Surprisingly, the pattern of localization of confined and transitory tracks changed markedly under stringent conditions. All three proteins showed localization away from the cell center toward the periphery of cells (Fig. 6). Curious about this finding, we stained cells with 4′,6-diamidino-2-phenylindole (DAPI) to study the subcellular localization of the chromosome(s). Figure 7 shows regular nucleoids during exponential growth and condensed nucleoids following the addition of MMC, as has been reported before (13). Nucleoids were also more condensed after addition of HPUra but were almost completely decondensed during the stringent response (Fig. 7). Previously, it has been shown that 70S ribosomes occupy nucleoid-free zones at the cell poles and at the cell periphery (39), which is lost upon inhibition of transcription, where the nucleoids decondense (40). Our finding that the stringent response also leads to a strong nucleoid decondensation suggests that under this condition, the separation between RNA polymerase and ribosomes is lost. Our data also suggest that the central positioning of replication forks is lost, which agrees with the appearance of more randomly located forks seen in epifluorescence (Fig. 2). Thus, nutritional downshift not only strongly increases exchange of proteins at the replication forks but also affects their subcellular localization.
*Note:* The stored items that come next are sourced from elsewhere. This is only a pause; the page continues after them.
PR #219, opened 2019-02-05
add payback.csr

eneiluj:
Hi there!

Here is my certificate request for a new app named [Payback](https://gitlab.com/eneiluj/payback-nc/). It's a shared budget manager like [IHateMoney](https://github.com/spiral-project/ihatemoney/).

Project is still young but all base features work. Style guidelines are almost fully respected. Code check passes.


MorrisJobke:
Hey @eneiluj Thanks for this - I'm a bit unsure about the name, because at least in Germany it's a name of a big bonus points company: https://de.wikipedia.org/wiki/Payback_(Bonusprogramm) and it might be that we or you get requests to name it differently. Thus I would bring this up before issuing a cert and then need to redo it in another way anyways.

eneiluj:
Ow too bad. I thought there was no restriction to use words from the dictionary...

I already eliminated "KillBill" because of potential copyright mess :smile:.

The only other names i came up with are too long or sound bad in my opinion. Things like "ShareTheBill", "GroupSpend"...

What about "CoSpend" ? There already is a proprietary Android app named CoSpender.

I didn't think finding a name for such a simple app purpose was going to be that difficult.

MorrisJobke:
> Ow too bad. I thought there was no restriction to use words from the dictionary...
> 
> I already eliminated "KillBill" because of potential copyright mess 😄.
> 
> The only other names i came up with are too long or sound bad in my opinion. Things like "ShareTheBill", "GroupSpend"...
> 
> What about "CoSpend" ? There already is a proprietary Android app named CoSpender.
> 
> I didn't think finding a name for such a simple app purpose was going to be that difficult.

This was just my thought. I could sign it and then we can look into how this evolves and if it matters at all, but as this is a quite big player I don't think that it is too unlikely.

eneiluj:
No i guess you're right. Let's delete this PR and i'll come back with a better name.

Do you think "CoSpend" is right even if it's very close to CoSpender?

MorrisJobke:
> Do you think "CoSpend" is right even if it's very close to CoSpender?

Should be fine, because it is also another platform, but IANAL.

eneiluj:
Ok i'll think it through. Thanks for your answer!

rullzer:
I'd just do it. Worst comes to worst in the future it needs a rename.

eneiluj:
:smile: I'm okay with Payback obviously. Up to @MorrisJobke i guess.

MorrisJobke:
f394c36

eneiluj:
Thanks a lot to you both!

nickvergessen:
I like "share the bill", app images being an angry bill:


---

Maybe grouptabs has no copyright on their name? https://grouptabs.net/  cc @jancborchardt 

---

anyway, I would not have gone with payback, but we will see.

eneiluj:
Yep i like this one too but thought about it and it's not simple to pronounce :wink:

jancborchardt:
Payback is definitely an issue – as said it’s internationally recognized as this coupon program. Also in English it has negative connotations like "it’s payback time".

CoSpend is better, or Billsplit, or Sharecost or "Shared costs" or or or. (No, it’s not fine to use [Grouptabs](https://grouptabs.net/) as the name. ;)

eneiluj:
Thanks @jancborchardt for your remarks.

I liked the ambiguity of the word "payback". It sounds like a mafia movie title (and there is one with Mel Gibson :smile:)

I'm fine with CoSpend. I'll wait a bit just in case someone suggests something else.

MorrisJobke:
I revoked this.

MorrisJobke:
See #223 for the new app.

MorrisJobke:
566439d

PR #222, opened 2019-02-12
Create hsts.csr

sualko:
I maintain a Nextcloud instance on a webspace without a possibility to add the HSTS header via a configuration file, so I created an app which does it. Link to the repo: https://github.com/sualko/cloud_hsts

@MorrisJobke


MorrisJobke:
e6916ead0a460560a05361199af680d9edd1f287

PR #410, opened 2023-06-13
Encrypting C_R

emanjon:


gselander (approved):

emanjon:
@marco-tiloca-sics Do you have any opinions on the position of C_R inside the ciphertext?

charlie-j:
Just say this PR after sending a mail on the ML, but some comments on this:

Hi all,

Seeing this a bit late, but note that this implies to change the TH_2 computation:

TH_2 contains C_R, and TH_2 is used to compute  KEYSTREAM_2, itself finally used to encrypt the content of message PLAINTEXT_2.

So, if we put C_R in the PLAINTEXT_2, it needs to be dropped from TH_2, and then added to TH_3.

As a side a node, including C_R in the plaintext will also imply that the construction from https://datatracker.ietf.org/doc/html/draft-ietf-lake-edhoc-19#name-long-plaintext_2 will also need to be used more frequently, which is debatable whether it is a good thing.

Best,

Charlie

emanjon:
If we encrypt. @marco-tiloca-sics  would like to have C_R first in the plaintext

marco-tiloca-sics:
> If we encrypt. @marco-tiloca-sics would like to have C_R first in the plaintext

Yes, that's in order to be kind with strictly sequential parsers that can find C_R at the beginning of PLAINTEXT_2, i.e., as soon as possible.

chrysn:
The error handling aspect doesn't seem all that bad to me. In the typical scenario with a client as initiator, it's the client that has to act on the error anyway (eg. by sending different EAD1 or whatever else can be done in that situation). In the reverse direction with the server as Initiator, the client can still send M2 easily (because C_I is unencrypted), and on error processing M2, M3 reaches the client on the return channel without explicit use of C_R.

gselander:
About the side note by @charlie-j on increased size of PLAINTEXT_2 and the need to use the Long PLAINTEXT_2 mechanism more frequently: I don't think this is a major drawback since the cut-off is larger than 8 kB and the size of C_R typically much smaller.

gselander:
As there is WG consensus to encrypt C_R
https://mailarchive.ietf.org/arch/msg/lake/W9tEMIhGT_i5SzbjrR9BNy_Biqs/
we plan to merge this PR soon to make the draft ready for last call. Further comments are still welcome.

Stress conditions differentially affect dwell times of DnaC, DnaG, and DnaE.
Based on the findings described above, we would have predicted lower dwell times of replication at the forks during nutritional downshift. We analyzed times molecules dwell within a radius of 120 nm and used a two-population fit to analyze decay curves (Fig. S4), which resulted in better fitting than using a single decay function. Fraction τ1 shows shorter average dwell times and will mostly consist of mobile molecules that stochastically stay put for a short time. Fraction τ2 will likely be composed of molecules residing at the replication machinery. Of note, although average track lengths (around 8 steps) were shorter than average dwell times determined, especially for the second fraction (τ2) that shows long dwell times, there were enough tracks longer than average track length to allow for a correct extrapolation of average residence time. Because we used yellow fluorescent protein (YFP)-bleaching-type SMT, our determined numbers are underestimates of actual dwell times in vivo. However, for the sake of comparison between different growth conditions, our estimates are useful to observe relative changes in dwell times. Figure 8 shows that, in agreement with our expectations, the dwell time of DnaC decreased during (transient) replication arrest due to MMC or HPUra treatment and further decreased during the stringent response. For DnaG, we observed an increased residence time after addition of HPUra (Fig. 8 and Table S3), corresponding to the increase in the fraction of static molecules observed (Fig. 4). However, under stringent conditions, average residence time remained similar to values during unperturbed growth, which is unexpected. DnaE showed the clearest changes in dwell times, which decreased from MMC to SHX treatment, where residence times were shortest.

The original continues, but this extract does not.